Implementation files are provided in the apps/ directory: BFS.C (breadth-first search), BFS-Bitvector.C (breadth-first search with a bitvector to mark visited vertices), BC.C (betweenness centrality), Radii.C (graph eccentricity estimation), Components.C (connected components), BellmanFord.C (Bellman-Ford shortest paths), PageRank.C, PageRankDelta.C, BFSCC.C (connected components based on BFS), MIS.C (maximal independent set), KCore.C (K-core decomposition), Triangle.C (triangle counting), and CF.C (collaborative filtering).

Eccentricity Estimation

Code for eccentricity estimation is available in the apps/eccentricity/ directory: kBFS-Ecc.C (2 passes of multiple BFS's), kBFS-1Phase-Ecc.C (1 pass of multiple BFS's), FM-Ecc.C (estimation using Flajolet-Martin counters; an implementation of a variant of HADI from TKDD '11), LogLog-Ecc.C (estimation using LogLog counters; an implementation of a variant of HyperANF from WWW '11), RV.C (a parallel implementation of the algorithm by Roditty and Vassilevska Williams from STOC '13), CLRSTV.C (a parallel implementation of a variant of the algorithm by Chechik, Larkin, Roditty, Schoenebeck, Tarjan, and Vassilevska Williams from SODA '14), kBFS-Exact.C (exact algorithm using multiple BFS's), TK.C (a parallel implementation of the exact algorithm by Takes and Kosters from Algorithms '13), Simple-Approx-Ecc.C (simple 2-approximation algorithm).

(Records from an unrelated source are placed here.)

Issue #719, opened 2019-07-18
tutorials and models for point clouds dataset 


yangj257:
point clouds processing is also an important application area for GCN，But I didn't find anything related in the tutorial.Could you please add tutorials and add examples about processing point cloud datasets(the small dataset like ModelNet10, S3DIS, and the big dataset like Semantic 3D).
If tutorials include examples about converting the point cloud dataset into a graph dataset,and implementing the models in some papers like“Graph Attention Convolution for Point Cloud Segmentation” (paper link: https://engineering.purdue.edu/~jshan/publications/2018/Lei%20Wang%20Graph%20Attention%20Convolution%20for%20Point%20Cloud%20Segmentation%20CVPR2019.pdf), that will be much better.

EtoDemerzel0427:
Yes, I noticed that compared with Pytorch Geometric, DGL gives us fewer examples and tutorials.  I think to make an open-source library popular, you have to pay more attention to the documentation so as to smooth the learning curve for new users.

 It will be more attractive if you could keep track of the recent advances of more GCN models and implement them in DGL, because researchers will feel like to reproduce results in a uniform platform instead of setting up a new enviroment for a new model again and again. To this point, pytorch geometric is better, but their documentation is not that good either.

jermainewang:
Hey there, paste my reply to the other similar question on the discussion forum (https://discuss.dgl.ai/t/dgl-vs-pytorch-geometric/346/6).

Overall, I think both frameworks have their merits. PyG is very light-weighted and has lots of off-the-shelf examples. In DGL, we put a lot of efforts to cover a wider range of scenarios. Many of them are not necessarily GNNs but share the principles of structural/relational learning. Examples are [CapsuleNet](https://docs.dgl.ai/tutorials/models/4_old_wines/2_capsule.html), [Transformer](https://docs.dgl.ai/tutorials/models/4_old_wines/7_transformer.html) and [TreeLSTM](https://docs.dgl.ai/tutorials/models/2_small_graph/3_tree-lstm.html). We also notice that graph generative models are important and could be quite flexible (i.e, adding/removing one node/edge at a time), so we spend extra efforts in the design for them (examples are [DGMG](https://docs.dgl.ai/tutorials/models/3_generative_model/5_dgmg.html) and [JTNN](https://github.com/dmlc/dgl/tree/master/examples/pytorch/jtnn)). Many of them have not been covered by other frameworks.

[...]

PR #789, opened 2019-08-26
[Example] Dynamic Graph CNN on Point Cloud

BarclayII:
## Description
This PR implements the [Dynamic Graph CNN paper](https://arxiv.org/pdf/1801.07829.pdf), as well as the `EdgeConv` module and `DynamicEdgeConv` module in #748 .  Namely, it provides
* `EdgeConv` in the said paper.
* `NearestNeighborGraph`: A module that constructs a graph from a feature matrix based on nearest neighbors.
* (Alternating between `NearestNeighborGraph` and `EdgeConv` yields `DynamicEdgeConv`.)

Hopefully this could be a starting point for issue #719.

This runs on ModelNet40 dataset and got a best validation accuracy of 93.5% and test accuracy of 91.8%.

## Checklist
- [x] Code is well-documented


yzh119:
@BarclayII , could you please move the EdgeConv module to `dgl.nn.*.conv`? Plus, I recommend putting NearestNeighborGraph to `dgl.transforms`, thanks!

BarclayII:
> @BarclayII , could you please move the EdgeConv module to `dgl.nn.*.conv`? Plus, I recommend putting NearestNeighborGraph to `dgl.transforms`, thanks!

I'm actually thinking what the form of `EdgeConv` and `NearestNeighborGraph` should be.  In particular, whether we want to support point cloud with different number of points.

BarclayII:
Temporarily closing to save CI as I'm migrating code to `dgl.nn`.

python/dgl/transform.py
```diff
@@ -4,15 +4,113 @@
...
 from .graph import DGLGraph
+from . import backend as F
 from .graph_index import from_coo
 from .batched_graph import BatchedDGLGraph, unbatch
-from .backend import asnumpy, tensor
 
 
 __all__ = ['line_graph', 'khop_adj', 'khop_graph', 'reverse', 'to_simple_graph', 'to_bidirected',
-           'laplacian_lambda_max']
+           'laplacian_lambda_max', 'nearest_neighbor_graph', 'segmented_nearest_neighbor_graph']
```
yzh119: Please also mention these two functions in https://github.com/dmlc/dgl/blob/master/docs/source/api/python/transform.rst

python/dgl/nn/pytorch/factory.py
```diff
@@ -0,0 +1,103 @@
+"""Modules that transforms between graphs and between graph and tensors."""
+import torch.nn as nn
+from ...transform import nearest_neighbor_graph, segmented_nearest_neighbor_graph
+
+def pairwise_squared_distance(x):
```
yzh119: May I ask why these functions has to be `nn.Modules`, it seems they have no parameters and are just wrappers of `nearest_neighbor_graph` and `segmented_nearest_neighbor_graph`.

BarclayII: Anything can be a neural network module.  We also have both `torch.nn.functional.relu` and `torch.nn.ReLU` which is a wrapper of the former.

Follow the same instructions as above for compilation, but from the apps/eccentricity/ directory.

For kBFS-Ecc.C, kBFS-1Phase-Ecc.C, FM-Ecc.C, LogLog-Ecc.C, and kBFS-Exact.C, the "-r" flag followed by an integer indicates the maximum number of words to associate with each vertex. For all implementations, the "-s" flag should be used as the current implementations are designed for undirected graphs. To output the eccentricity estimates to a file, use the "-out" flag followed by the name of the output file. The file format is one integer per line, with the eccentricity estimate for vertex i on line i.

Resources

Julian Shun and Guy Blelloch. Ligra: A Lightweight Graph Processing Framework for Shared Memory. Proceedings of the ACM SIGPLAN Symposium on Principles and Practice of Parallel Programming (PPoPP), pp. 135-146, 2013.

Julian Shun, Laxman Dhulipala and Guy Blelloch. Smaller and Faster: Parallel Processing of Compressed Graphs with Ligra+. Proceedings of the IEEE Data Compression Conference (DCC), pp. 403-412, 2015.

Julian Shun. An Evaluation of Parallel Eccentricity Estimation Algorithms on Undirected Real-World Graphs. Proceedings of the ACM SIGKDD Conference on Knowledge Discovery and Data Mining (KDD), pp. 1095-1104, 2015.

Julian Shun, Farbod Roosta-Khorasani, Kimon Fountoulakis and Michael Mahoney. Parallel Local Graph Clustering. Proceedings of the International Conference on Very Large Data Bases (VLDB), 2016.